Photo: POLICE File
A police officer is involved in a traumatic shooting incident. It was a close call but the officer is going to be OK. It turns out the suspect he shot had a litany of felony convictions on his record and never should have been let out of prison. Within hours of the incident, the officer receives a number of text messages on his personal cell phone that express relief that the officer's injuries were not more serious. One officer jokingly tells him his injuries now give him "bragging rights." The next day, after everything has sunk in, another colleague sends the officer an email on his personal account expressing outrage that the suspect was able to be out on the streets with his criminal record. The email ends with, "the dirt bag deserved to die."
Of course, the above scenario is completely hypothetical. That being said, officers might find themselves in similar circumstances. They worry about their partners. They criticize the bad guys they are forced to deal with. They scorn the devils that take away human life. And they do it via text messages and emails.
What about those text messages and emails that are sent on officers' personal devices? Are text messages sent from police officers on personal cellphones safe from scrutinizing eyes? Are officers' emails sent on personal computers considered "personal" and not subject to disclosure? What if text messages or emails sent on personal devices touch on a matter related to the police officer's job? Are those text messages and emails "public records" requiring disclosure under various state "sunshine laws"? These, and similar questions, were recently addressed last month by the Illinois Office of the Attorney General.
The Chicago Case
On October 20, 2014, a Chicago police officer shot and killed Laquan McDonald. The shooting was captured on video from a police vehicle's dashboard camera. The release of the video over one year later sparked national outrage over the shooting.

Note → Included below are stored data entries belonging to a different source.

PR #5, opened 2024-12-19
feat(contract): add modified jumpstart contract

finnian0826:
Copied over the WalletJumpstart contract, made two modification which are documented in comments below.

### DIFF
--- a/contracts/WalletJumpstartV2.sol
+++ b/contracts/WalletJumpstartV2.sol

Following the video's release by the Chicago Police Department (CPD), a national news agency submitted a request under Illinois' sunshine law, the Freedom of Information Act ("FOIA"), for "all emails related to Laquan McDonald from Police Department email accounts and personal email accounts where business was discussed" for 12 named officers for the week of the 2014 shooting incident and the week of the 2015 release of the dashcam video.
At first, the CPD provided over 500 pages of documents, but failed to produce any responsive emails. As such, the news agency requested a review of its FOIA request with the Illinois Office of Attorney General's Public Access Counselor (PAC). As a result, the PAC contacted the CPD and requested that it provide the specific records systems that were searched and describe the method of that search.
The CPD responded that it had searched its email system for the 12 identified police officers. However, the news agency contended that the CPD only searched for emails on the officers' city email account and not on any other accounts, including their personal accounts. It also argued that even if the CPD did not retain control over the identified officers' personal accounts or devices, "it still had a duty to request copies of such communications that relate to the officer's public service role and/or in the performance of their government function."
The PAC contacted the CPD again and requested, among other items, whether CPD had conducted a search of the officers' personal email accounts to discover whether the officers discussed CPD business. In response, CPD admitted that it had not conducted a search of the officers' personal email accounts, stating that such emails are not considered "public records" under FOIA.
The news agency replied that "[i]n refusing to request emails from the City police officers concerning official police business, the City essentially contends that any correspondence sent or received by Chicago police officers is not a public record unless it resides on the city's servers." It also said, "Illinois FOIA [like other states' 'sunshine laws'] exists to protect the public's right to know what its government is up to. Giving public officials like police officers carte blanche to evade FOIA laws by using personal email for public purposes would eviscerate Illinois FOIA. Moreover, public officials would have an incentive to avoid FOIA by deliberately communicating about sensitive or controversial topics on private email. This flies in the face of the very purpose of public information laws."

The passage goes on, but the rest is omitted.